One of the first photographers to chronicle the plight of people displaced by war, poverty and natural disaster is Sebastiao Salgado. During the early 1990s when he was photographing the war and famine in southern Sudan, the refugee population shot up to nearly 18 million worldwide during the time of the Balkan wars. Salgado then began a seven-year documentation of refugees in 39 countries, which resulted in Migrations: Humanity in Transition (Aperture 2000).

Salgado writes, "My hope is that, as individuals, as groups, as societies, we can pause and reflect on the human condition at the turn of the millennium. In its rawest form, individualism remains a prescription for catastrophe. We have to create a new regimen of coexistence."
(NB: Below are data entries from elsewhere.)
PR #39, opened 2023-01-29
BS000 - Run tests only within feature

JTurbakiewicz:


test/test_main.py
```diff
@@ -9,29 +9,33 @@
...
 test_files = glob.glob(os.path.join(os.path.dirname(__file__), "files/**/*.ifc"), recursive=True)
+
+
 @pytest.mark.parametrize("filename", test_files)
 def test_invocation(filename):
     results = list(run(filename))
     base = os.path.basename(filename)
-    
+    rule_code = base.split('-')[1].strip()
+    results_filtered_by_rule_code = [result for result in results if rule_code.lower() in result[0].lower()]
```
aothms, line 22: Instead of filtering posthoc, actually the `behave` command line usage also allows to specify as a positional argument a feature directly by filename. Maybe it would be cleaner to add an optional feature_name to `run()`?

https://github.com/buildingSMART/ifc-gherkin-rules/blob/main/main.py#L50

aothms (changes requested):

test/test_main.py
JTurbakiewicz: Probably makes sense, was a little bit afraid to change the run() function itself. 

I am not quite sure what to do with run() invocation in the __main__.py file: https://github.com/buildingSMART/ifc-gherkin-rules/blob/main/__main__.py#L20

At the moment left it as was.

aothms (approved):

PR #41, opened 2023-02-01
Update main.py

aothms:


JTurbakiewicz:
Hi, 

Sorry, I was thinking that only our rules will be checked, so didn't really think about the `split()[1]` crashing. 
To be 100% on the safe side, added a commit with exception logging. Probably useless, at least I hope so, but won't harm.

JTurbakiewicz (approved):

Nearly two decades later, the world refugee population is again on the rise. According to a recent report in the International Herald Tribune, it jumped to 11.4 million in 2007, up from 9.9 million in 2006. The number of people displaced by conflict but remaining within their own countries is a staggering 26 million. One of the misconceptions that the UN hopes to dispel through educational programs such as World Refugee Day is that 80 percent of refugees in developing countries are not welcomed as fugitives in the West. Instead they flee to neighboring states, which are increasingly unwilling to shoulder the refugee burden. "It's becoming a more and more inhospitable world for refugees," said William Spindler, an agency spokesman.

The World Refugee Day celebration at Aperture Gallery, Friday June 20 from 5 to 8 pm, is free and open to the public with RSVP. 547 West 27th Street, 4th floor.